Winegard Sensar Antenna with UHF Wingman add on.




This is a two part project. I had intended to upgrade the Winegard Sensar antenna with a UHF antenna, but I discovered a wiring problem. So I had to fix the antenna (Part 1) before upgrading it (Part 2). I was having an issue that when I raised the antenna fully, I'd lose signal. But if I lowered the antenna just a bit, the signal returned. There is most likely a coax issue at the antenna.

The actual amplifier in these antennas is in the antenna head itself. The coax does dual duty here; it not only sends the TV signal down the line, but also feeds 12VDC to the antenna from the controller. There is a blocking capacitor in the line at the antenna controller, so 12VDC does not go to the TV.

To test, I disconnected the coax at the antenna jack and hooked a DC voltmeter between the center pin and sheld of the coax. I then turned on the antenna's amplifier controller (Sensar Pro). As I monitored the voltage, I wiggled the coax around, and sure enough, I was getting voltage fluxuations - even to the point of nearly no voltage. This pretty much confirms bad coax.

If you have trouble holding the voltmeter onto the coax, there are a couple of products that would help.



Simplified Antenna Wiring Diagram.




After pulling off the old lap sealant from the coax at the antenna, I found that not only had there been a splice in the coax, but RG6 and RG59 coax was mixed together. RG6 is a high-performance/low loss coax, while RG59 is the cheap stuff. Sadly, neither the use of a splice or mixed coax types are "best practices". It would be far better to avoid splicing whenever possible, and use the same type of coax for the entire run.


Spliced and mis-matched coax.


Since we bought the coach used (it is a 2011 model that we bought in 2013), I cannot say for sure if this was a factory job or a dealer fix. My bet though is that the dealer did it as there is no reason for the factory to use multiple coax pieces when they installed the coax. But as shoddy workmanship in the RV industry seems to be the norm, it could have come from either place. I would not be surprised if the factory had two short pieces of coax that they spliced to minimize their costs.


Completed Coax Repair.


I have to say that I am not all that happy with the coax orientation on the roof. The coax is not supported very well, and it seems like I'll be back up on the roof in a couple of years replacing the coax again. Unfortunately, the coax cannot be located in the intended feed through location on the antenna mount (shown by the yellow circle) as the designers of the coach did not allow for an entry spot at this location from the inside of the coach. I might have to work on this a bit more and see if I can improve things.

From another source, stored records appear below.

PR #371, opened 2024-06-18
allow specifying the cookie name for localdev

jeremywmoore:
When running locally, Chrome doesn't allow setting cookies that begin with `__Host-` against localhost. This change allows specifying the session cookie name via environment variable for development purposes.  This also reverts to running the debug (vs gunicorn) when running locally.


micahflee:
If the reason local development doesn't work in Chrome is because the cookie is named `__Host-session`, why not just rename the cookie to `session` instead?

jeremywmoore:
@micahflee in this case the `__Host-` prefix acts as a validation on the cookie:
> The cookie must be set with the [Secure attribute](https://owasp.org/www-project-web-security-testing-guide/v41/4-Web_Application_Security_Testing/06-Session_Management_Testing/02-Testing_for_Cookies_Attributes#secure-attribute).
The cookie must be set from a URI considered secure by the user agent.
Sent only to the host who set the cookie and MUST NOT include any [Domain attribute](https://owasp.org/www-project-web-security-testing-guide/v41/4-Web_Application_Security_Testing/06-Session_Management_Testing/02-Testing_for_Cookies_Attributes#domain-attribute).
The cookie must be set with the [Pathattribute](https://owasp.org/www-project-web-security-testing-guide/v41/4-Web_Application_Security_Testing/06-Session_Management_Testing/02-Testing_for_Cookies_Attributes#path-attribute) with a value of / so it would be sent to every request to the host.

Basically it's relevant validation to have on by default for the session cookie, as if any of these requirement aren't met, the browser won't send the cookie.

micahflee:
Ahh okay that makes sense.

micahflee (approved):

PR #376, opened 2024-06-20
Security fixes

micahflee:
A few weeks ago, @lsd-cat reported vulnerabilities in Hush Line, the most serious of which is a persistent stored XSS in the inbox. This PR fixes them all, and also adds tests for 2FA authentication.

Since Hush Line hasn't yet had its first release and it shouldn't be used in production yet, it's fine to make this PR public. Once there's a release cycle, security issues should remain private until fixed.

From the report:

## Stored XSS

> There is a stored XSS in the tip submission form. The input is displayed using the safe Jinja2 attribute, and thus not sanitized upon display. If GPG encryption is enabled, it is trivial to bypass server side encryption by setting `client_side_encrypted=true` in the request and have the plaintext XSS execute in the recipient’s inbox anyway.
> https://github.com/scidsg/hushline/blob/f17285064e51c5f498ddf87f19d7dcf18361f607/hushline/templates/inbox.html#L8
> https://github.com/scidsg/hushline/blob/f17285064e51c5f498ddf87f19d7dcf18361f607/hushline/routes.py#L146

**Solution:**

I fixed it by removing the `| safe` attribute:

https://github.com/scidsg/hushline/blob/1b68f759c8a8c01a368e342da3a1430142d1c085/hushline/templates/inbox.html#L7-L9

## CSP Bypass

> The following CSP directive completely hinders any security property of the policy. Since anybody can upload content to unpkg without any check, than any attacker can too.
> ```
> script-src 'self' https://js.stripe.com https://unpkg.com;
> ```
> There is already a pre-made package for demo purpose. This applies to any similar CDN.
> ```
> <script src="https://unpkg.com/csp-bypass@1.0.2/dist/sval-classic.js"></script>
> <br csp="alert(1)">
> ```
> https://github.com/scidsg/hushline/blob/f17285064e51c5f498ddf87f19d7dcf18361f607/SECURITY.md?plain=1#L49C3-L49C63
> 
> hushline

**Solution:**

I fixed this by vendoring OpenPGP.js and loading it locally instead of from a CDN, and removing `unpkg.com` from the CSP header: https://github.com/scidsg/hushline/blob/2bbeae78a24ca2cd893f32a1812f5f6634cb21b6/hushline/static/vendor/openpgp-5.11.1.min.js

https://github.com/scidsg/hushline/blob/2bbeae78a24ca2cd893f32a1812f5f6634cb21b6/hushline/templates/submit_message.html#L43

## Chain->Plaintext submission leakage/encryption key swap/2FA disable

> Since all tips are displayed on the same page, an attacker can send the following payload to exfiltrate all the tips in the inbox. It can also be exploited to script the change user settings, such as the GPG key in the profile to have any new submission encrypted with an attacker controlled key or to disable 2 factor authentication, since doing so requires neither an OTP nor the user password.

**Solution:**

These are only possible with XSS, and since the XSS is fixed this is not exploitable.

However, requiring a password to disable 2FA is a good idea. Requiring a password to update the PGP key maybe is too, though I think this is more of a usability tradeoff. I haven't implemented these in this PR.

## Unsafe OTP practices

> It seems like there is no protection neither against TOTP reuse nor TOTP bruteforce. A valid TOTP value can be used an unlimited number of times during its time window. Also, after logging in via username and password, there are unlimited attempts (within the generic rate limiting of the application) to guess it. Given there are just ~2^20 possibilites (1 million) and the birthday paradox, it is possible to bypass it with just brute force in a few days (or way less with some luck). The attempts can be made resuing always the same session without the need to re-login every time.
> 
> It is my undertsanding that flask-limiter is ip address based, so in general not a valid countermeasure here. How does it even work when using an Onion address, since every remote address is 127.0.0.1 when dealing with internal Tor connections?

**Solution:**

I have added protection against both TOTP reuse and bruteforce. It works like this. I've added an AuthenticationLog model, to keep track of successful and failed login attempts:

https://github.com/scidsg/hushline/blob/2bbeae78a24ca2cd893f32a1812f5f6634cb21b6/hushline/model.py#L145-L162

When logging in with 2FA, the user is rate-limited if either:

- They have successfully logged in within the last 30 seconds
- They have failed to login 5 times within the last 30 seconds

https://github.com/scidsg/hushline/blob/2bbeae78a24ca2cd893f32a1812f5f6634cb21b6/hushline/routes.py#L317-L341

I've also added a new test file, https://github.com/scidsg/hushline/blob/2bbeae78a24ca2cd893f32a1812f5f6634cb21b6/tests/test_2fa.py, which tests 2FA in general, as well as for these rate limits.

As far as flask-limiter, we recently removed this this from the codebase (#369), so it's no longer relevant.


migrations/versions/e1b5fbe3140a_add_authentication_logs.py
```diff
@@ -0,0 +1,35 @@
...
+
+def upgrade():
+    # ### commands auto generated by Alembic - please adjust! ###
+    op.create_table('authentication_logs',
+    sa.Column('id', sa.Integer(), nullable=False),
+    sa.Column('user_id', sa.Integer(), nullable=False),
+    sa.Column('successful', sa.Boolean(), nullable=False),
+    sa.Column('timestamp', sa.DateTime(), nullable=False),
+    sa.ForeignKeyConstraint(['user_id'], ['users.id'], ),
+    sa.PrimaryKeyConstraint('id')
```
jeremywmoore, line 27: does this table need an index on user_id + timestamp + successful?

lsd-cat:
The `pyotp` documentation[^1], summarizing from the RFC, suggests:


> - Deny replay attacks by rejecting one-time passwords that have been used by the client (this requires storing the most recently authenticated timestamp, OTP, or hash of the OTP in your database, and rejecting the OTP when a match is seen)
> - Throttle (rate limit) brute-force attacks against your application’s login functionality (see RFC 4226, section 7.3)


And in my experience, this is how most applications do. While I do think the fix proposed here could work security-wise now, I can see two reasons for which the documentation-suggested approach would rather be better:
 - It impairs the user to do any further TOTP action always for more than needed (such as, it locks out the user for 30 seconds even when the TOTP has already rotated).
 - If a `window_size` parameter, supported by the `pyotp.verify()` call, is ever added later in order to improve usability, which is relatively common, then the protection might be ineffective again.

In general, I strongly advise to read the documentation of any security-relevant component used, since most development risks and cases are usually covered.

[^1]: https://pyauth.github.io/pyotp/

migrations/versions/e1b5fbe3140a_add_authentication_logs.py
micahflee: Good idea. In https://github.com/scidsg/hushline/pull/376/commits/2fb60ede18fe68b089ac739dad263a5c0cd70cf0 I recreated the migration, and this time added an index.

micahflee:
@lsd-cat I just pushed a commit that now logs successful login OTP codes, and rejects logins that use the same code twice. This does mean that there is a 1/1000000 chance that it will be rejected as a false positive (if the same OTP is generated twice in a row) ... but I think that's fine, the user can just wait 30 seconds and try again.

> What was the original reason for putting `safe` there? Mailvelope compatibility?

I'm not sure!

glenn-sorrentino (approved):

lsd-cat:
I have not fully audited the code but the explanation and the logic seems ok. Can you please disclose the bugs via the Github feature where they were reported?

glenn-sorrentino:
> I have not fully audited the code but the explanation and the logic seems ok. Can you please disclose the bugs via the Github feature where they were reported?

I requested CVEs. Will publish once they're complete.

PR #201, opened 2023-10-22
refactor 'internal tests' CI job to use github matrix

danieleades:
use a github action 'matrix' rather than hand-rolling with a shell script

also removed the 'autoquad' feature, which doesn't seem to exist (the old script hid the error)


patrickelectric (approved):
Thank you very much!

PR #204, opened 2023-11-20
Fix sequence order in serialization function

IhsenBouallegue:
I am currently doing my bachelor's degree about MAVLink and LoRa. I decided to use rust and therefore rust-mavlink.
I need to serialize and deserialize MavFrames to send them over the LoRa link. While doing that, I noticed a weird behavior of the deser function. The order of serializing the header fields (system_id, component_id and sequence) does not align with the order of deserialization. 

Here is a screenshot showing the problem
image

Order of serialization
image

Old order of deserialization
image

Also, if you look closely, the values are all over the place and do not match (it's not a corrupt message problem). I am going to open a separate issue for that (https://github.com/mavlink/rust-mavlink/issues/205), as I am still investigating it and is not related to the header.

### DIFF
--- a/src/lib.rs
+++ b/src/lib.rs
@@ -154,9 +154,9 @@ impl<M: Message> MavFrame<M> {
         let mut buf = bytes_mut::BytesMut::new(buf);
 
         // serialize header
+        buf.put_u8(self.header.sequence);
         buf.put_u8(self.header.system_id);
         buf.put_u8(self.header.component_id);
-        buf.put_u8(self.header.sequence);
 
         // message id
         match self.protocol_version {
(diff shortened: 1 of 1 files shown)


patrickelectric (changes requested):
Hi @IhsenBouallegue, thanks for identifying the problem! 
But the issue is in the serialization and not on deserialization.
The order behind it is explained here:
https://mavlink.io/en/guide/serialization.html

IhsenBouallegue:
> Hi @IhsenBouallegue, thanks for identifying the problem! But the issue is in the serialization and not on deserialization. The order behind it is explained here: https://mavlink.io/en/guide/serialization.html

Oh I blindly assumed that the serialization is the right one. I will switch that one then. Thanks for the catch!

patrickelectric:
Fix #205

PR #208, opened 2023-11-21
0.10: Fix serialization and deserialization problems

patrickelectric:
Based on #204 #206 #207

### DIFF
--- a/tests/mav_frame_tests.rs
+++ b/tests/mav_frame_tests.rs
@@ -23,7 +23,7 @@ mod mav_frame_tests {
     ];
 
     #[test]
-    pub fn test_deser() {
+    pub fn test_deser_ser() {
         use mavlink::{common::MavMessage, MavFrame, MavlinkVersion};
         let frame = MavFrame::<MavMessage>::deser(MavlinkVersion::V2, HEARTBEAT_V2)
             .expect("failed to parse message");
@@ -31,9 +31,11 @@ mod mav_frame_tests {
         assert_eq!(frame.header, crate::test_shared::COMMON_MSG_HEADER);
         let heartbeat_msg = crate::test_shared::get_heartbeat_msg();
 
-        let msg = match frame.msg {
-            MavMessage::HEARTBEAT(msg) => msg,
-            _ => panic!("Decoded wrong message type"),
+        let buffer = frame.ser();
+        assert_eq!(buffer, HEARTBEAT_V2[..buffer.len()]);
+
+        let MavMessage::HEARTBEAT(msg) = frame.msg else {
+            panic!("Decoded wrong message type");
         };
         assert_eq!(msg.custom_mode, heartbeat_msg.custom_mode);
         assert_eq!(msg.mavtype, heartbeat_msg.mavtype);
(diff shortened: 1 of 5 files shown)


tests/mav_frame_tests.rs
```diff
@@ -0,0 +1,97 @@
...
+    pub fn test_deser_ser() {
+        use mavlink::{common::MavMessage, MavFrame, MavlinkVersion};
+        let frame = MavFrame::<MavMessage>::deser(MavlinkVersion::V2, HEARTBEAT_V2)
+            .expect("failed to parse message");
+
+        assert_eq!(frame.header, crate::test_shared::COMMON_MSG_HEADER);
+        let heartbeat_msg = crate::test_shared::get_heartbeat_msg();
+
+        let buffer = frame.ser();
+        assert_eq!(buffer[..buffer.len() - 2], HEARTBEAT_V2[..buffer.len() - 2]);
```
joaoantoniocardoso: we are.. skipping the checksum? reasons?

patrickelectric: > we are.. skipping the checksum? reasons?

we do not calculate the checksum on the serialization function

joaoantoniocardoso: Ok, but then shouldn't it be `assert_eq!(buffer, HEARTBEAT_V2[..buffer.len()]);` instead? Otherwise, we'll be skipping more than that. Also, it'd be good to add a note that this is the reason, it's not that obvious.

patrickelectric: Yep, thanks for finding it!

tests/mav_frame_tests.rs
```diff
@@ -0,0 +1,97 @@
...
+        assert_eq!(frame.header, crate::test_shared::COMMON_MSG_HEADER);
+        let heartbeat_msg = crate::test_shared::get_heartbeat_msg();
+
+        let buffer = frame.ser();
+        assert_eq!(buffer, HEARTBEAT_V2[..buffer.len()]);
+
+        let msg = match frame.msg {
+            MavMessage::HEARTBEAT(msg) => msg,
+            _ => panic!("Decoded wrong message type"),
+        };
```
joaoantoniocardoso: not important, but if the minimum Rust version allows, it could be written as:
```Rust
        let MavMessage::HEARTBEAT(msg) = frame.msg else {
            panic!("Decoded wrong message type");
        };
```

tests/mav_frame_tests.rs
```diff
@@ -0,0 +1,97 @@
...
+        assert_eq!(msg.custom_mode, heartbeat_msg.custom_mode);
+        assert_eq!(msg.mavtype, heartbeat_msg.mavtype);
+        assert_eq!(msg.autopilot, heartbeat_msg.autopilot);
+        assert_eq!(msg.base_mode, heartbeat_msg.base_mode);
+        assert_eq!(msg.system_status, heartbeat_msg.system_status);
+        assert_eq!(msg.mavlink_version, heartbeat_msg.mavlink_version);
+    }
+
+    #[test]
+    pub fn test_deser_ser_message() {
```
joaoantoniocardoso, line 53: This test would be awesome with [proptest](https://github.com/proptest-rs/proptest)

joaoantoniocardoso (approved):
Seems okay!

Issue #246, opened 2024-07-30
Mavlink v2 extension are broken for v0.13 for the mavlink crate


pv42:
The feature `emit-extensions` that is supposed to enable mavlink v2 extension does not currently work for versions 0.13.x.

Coax Routing and installation practices


This is an area where many RV factory installations earn a failing grade. Most coax manufacturers require at least a modicum amount of care to ensure proper routing of the coax.

One of the most abused practices is excessive bend radius. Generally the coax should be bent with a radius of no less than 5 times the coax diamter. Consider a RG6 coax; with an outside diameter of nearly 3/8", the bend radius should be at least 1.75" (an equivalent diameter of 3.5"). I have seen many coax installations bent sharper than that.

As well, coax shoud not be crushed (as shoved in a crack between panels), deformed (as stapled to the sidewall), or installed in any manner that distorts the round cross section.

Coax cables are transmission lines, and at RF frequencies, any such deformity will degrade the signal passing through it. Just like a water hose, any sharp bends, "kinks", or flat spots in the hose will reduce the flow of the signal.

I can attest to the validity of coax manufacturer's installation recommendations. In my earlier days, I used an expensive Time Domain Reflectometer (Tektronix TDR 1502) to certify high-power RF cabling, and in my experienced view, even the slightest deformity can change the impedance of the cable. I have been there and seen that.

"Are you kidding me"?

I found this coax splice in the Chartplotter of a used boat I once bought. The previous owner thought the device was going bad as it would not pick up weak signals.

Luckily this was the connection for the receive antenna. Had it been the coax for a VHF transmitting antenna, it is likely the transceiver would have been damaged.

Any bets as to whether or not a $130 per Hr service technician did this repair?



Upgrading the Sensar Antenna with the Wingman UHF Antenna.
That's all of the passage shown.